[Start of Attachment]

PR #253, opened 2020-12-16
add api for jobs & tasks

wolfv:


quetz/jobs/models.py
```diff
@@ -62,6 +65,8 @@ class Job(Base):
         default=JobStatus.pending,
     )
 
+    tasks = sa.orm.relationship('Task', cascade="all,delete-orphan")
```
wolfv, line 68: @btel is this fine? I changed the relationship / backref stuff to appease mypy.

btel: yes, it should be the same ;-)

btel (commented):
cool!

PR #255, opened 2020-12-16
write to tempdir before moving repodata to final destination

wolfv:
This should make our repodata updates safer, and also make sure that we don't have unpatched repodata in the final destination. 

@btel do you have any remarks?


btel (approved):
lgtm

PR #258, opened 2020-12-17
Add download counts

btel:


quetz/dao.py
```diff
@@ -677,3 +678,86 @@ def get_jobs(self):
...
+                    .filter(PackageVersion.platform == platform)
+                ).one()
+                m = PackageVersionMetric(
+                    package_version=package_version,
+                    metric_name=metric_name,
+                    period=interval,
+                    timestamp=now_interval,
+                )
+                self.db.add(m)
+                self.db.flush()
```
wolfv, line 732: do we need to flush here?

btel: yes, otherwise incrementing the count wouldn't work (`m.count` would be None). flush does not yet commit, only synchronises with the database engine

btel:
🎉

PR #274, opened 2020-12-23
add ability to whitelist / blacklist packages while creating a mirror

madhur-tandon:


quetz/main.py
```diff
@@ -542,6 +542,24 @@ def post_channel(
...
+        )
+
+    package_list = []
+    include = False
+    if includelist is not None:
+        package_list = includelist
+        include = True
+    if excludelist is not None:
+        package_list = excludelist
+        include = False
```
wolfv, line 561: wouldn't it be better to keep `includelist` and `excludelist`? I think the API would be cleaner that way

quetz/tasks/mirror.py
```diff
@@ -357,24 +361,28 @@ def handle_batch(update_batch):
             return False
 
         for package_name, metadata in packages.items():
-            path = os.path.join(arch, package_name)
+            if (include and check_package_membership(package_name, package_list)) or (
```
wolfv, line 364: this if condition is really confusing. Is there a way to simplify?

wolfv (changes requested):
Would be cool to make the API more obvious and simplify the if condition.

quetz/tasks/mirror.py
madhur-tandon: I actually put it inside a KMAP solver / boolean algebra calculator. It cannot be simplified further. It's basically the condition `(A and B) or (!A and !B)` where A is `include` and B is `check_package_membership`. This intelligently takes care of both `inclusion` and `exclusion` because depending on `include` as True/False,
we check the first term `(A and B) => B because A is already true`
OR the second term `(!A and !B) => !B because A was false and thus !A is true`.

At the end, we check either `B` (include) or `!B` (exclude) based on the state of `A` (which tells us what to do).
So for each package, we either enter the loop or do not enter it (based on `B` or `!B`)

quetz/main.py
madhur-tandon: Hmm, then we would have to pass these 2 variables (`includelist` and `excludelist`). And then, we need to check which one is empty and which one isn't (because one of them will always be empty else we throw `422`). 

So passing these 2 variables where one is kind of just deadweight to the worker (through `**kwargs`) seemed a bit dull to me.

And then, based on which one is not empty, we would need to call `check_package_membership` on the one which is not empty. This kind of thing would again lead us to the `if` statement such as:

`if ((includelist!=[] and check_package_membership(package_name, includelist)) or (excludelist!=[] and (not check_package_membership(package_name, excludelist)))`

This is even more complicated than what we have IMO.

Plus, there is this issue of default values. With our current implementation, we can supply `include` as `False` and `package_list` as `[]` which is essentially equivalent to `excludelist=[]` or saying that `exclude nothing` aka `include everything`.

But with 2 separate lists, what could be the default value for `includelist`? We wouldn't want to fetch the data to calculate this.

quetz/tasks/mirror.py
wolfv: One way to simplify difficult if conditions is by splitting and using `continue` or `break`. Maybe that works here?

quetz/main.py
wolfv: In Python, an empty list is "falsy" so `includelist and check_package_membership(name, includelist)` isn't so bad.

Also one could move the "empty" check into the `check_package_membership` function, then it would be only one function call.

The condition would be:

`if check_package_membership(package_name, include_list) or not check_package_membership(package_name, exclude_list):` which looks like a huge improvement in terms of readability to me :)

madhur-tandon: This condition unfortunately doesn't work. I have implemented it a bit differently. Hope that works.

madhur-tandon:
@wolfv should be ready to merge (apart from the external dependency on @btel's channel)

wolfv:
hey, this looks sooo much cleaner! awesome changes, thanks!

PR #275, opened 2020-12-23
fill db from channeldata/repodata

btel:
use `synchronize_repodata` action to trigger synchronisation based on repodata (no extraction of tarballs required). it's also a default when creating a new mirror channel.


btel:
good to merge @wolfv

[End of Attachment]

- _WHAT YOU ARE ASKED TO DO_:
In the records above, find each line that holds the word "then"; copy all such lines.

- _RESPONSE BELOW_:
madhur-tandon: Hmm, then we would have to pass these 2 variables (`includelist` and `excludelist`). And then, we need to check which one is empty and which one isn't (because one of them will always be empty else we throw `422`). 
And then, based on which one is not empty, we would need to call `check_package_membership` on the one which is not empty. This kind of thing would again lead us to the `if` statement such as:
Also one could move the "empty" check into the `check_package_membership` function, then it would be only one function call.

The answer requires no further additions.